Interpretive Summary: Nitrous oxide (N2O) is an important greenhouse gas and agricultural soils are the primary human related source. To estimate agricultural N2O emissions at national scales, it is necessary to use models. It is also desirable to quantify uncertainty in these model generated estimates. We present a rigorous method to quantify the uncertainties by combining a Monte Carlo analysis with an empirically-based approach. This method accounts for uncertainties in key model input data and structural errors associated with model predictions due to imperfections in model algorithms and parameterization. One simulation representing the dominant weather, soil type, and N inputs was performed for each major crop in each of the ~3,000 agricultural counties in the US. Then, 300 counties were randomly selected for the Monte Carlo simulations, and 100 simulations were performed for each county by randomly drawing model inputs for weather, soils, and N inputs from probability distribution functions. Next, a structural uncertainty estimator was developed to account for model prediction error. Using this approach, we estimated soil N2O emission of 201 Gg N for major US crops in 2007 with a 95% confidence interval of 133-304 Gg N.
Technical Abstract: A Monte Carlo analysis was combined with an empirically-based approach to quantify uncertainties in soil N2O emissions from US croplands estimated with the DAYCENT simulation model. Only a subset of croplands was simulated in the Monte Carlo analysis which was used to infer uncertainties across the larger spatio-temporal domain.
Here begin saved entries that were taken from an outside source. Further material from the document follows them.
PR #2437, opened 2024-09-24
linux, docker, k8s router - fix auto-renewal

qrkourier:
- fix for missing IP SAN issue reported in Discourse: https://openziti.discourse.group/t/can-zrok-be-used-to-expose-local-mqtt-broker-to-internet/3126/39?u=qrkourier
- fix for Linux router failing to auto-renew identity certs

### DIFF
--- a/dist/dist-packages/linux/openziti-router/bootstrap.bash
+++ b/dist/dist-packages/linux/openziti-router/bootstrap.bash
@@ -31,12 +31,6 @@ makeConfig() {
           ZITI_ROUTER_PORT \
           ZITI_ROUTER_LISTENER_BIND_PORT="${ZITI_ROUTER_PORT}"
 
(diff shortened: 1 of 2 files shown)


dist/dist-packages/linux/openziti-router/bootstrap.bash
```diff
@@ -31,6 +31,12 @@ makeConfig() {
           ZITI_ROUTER_PORT \
           ZITI_ROUTER_LISTENER_BIND_PORT="${ZITI_ROUTER_PORT}"
 
+  if [[ "${ZITI_ROUTER_ADVERTISED_ADDRESS}" =~ ^[0-9]+\.[0-9]+\.[0-9]+\.[0-9]+$ ]]; then
```
dovholuknf, line 34: same comment here as the other PR. it's better to not try to detect this sort of thing and instead give people a way to specifically tell the system that it's using an IP address.

dovholuknf (approved):

Anzal-calixto:
need fixing for issues causing the router to have incorrect subject alternative names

Specifically, one simulation representing dominant weather, soil type, and N inputs was performed for each major commodity crop in the 3000 counties occurring within the conterminous US. We randomly selected 300 counties for the Monte Carlo analysis and randomly drew model inputs from probability distribution functions (100 iterations). A structural uncertainty estimator was developed by deriving a statistical equation from a comparison of DAYCENT simulated N2O emissions with measured emissions from experiments in North America. We estimated soil N2O emission of 201 Gg N from major commodity crops in 2007 with a 95% confidence interval of 133-304 Gg N.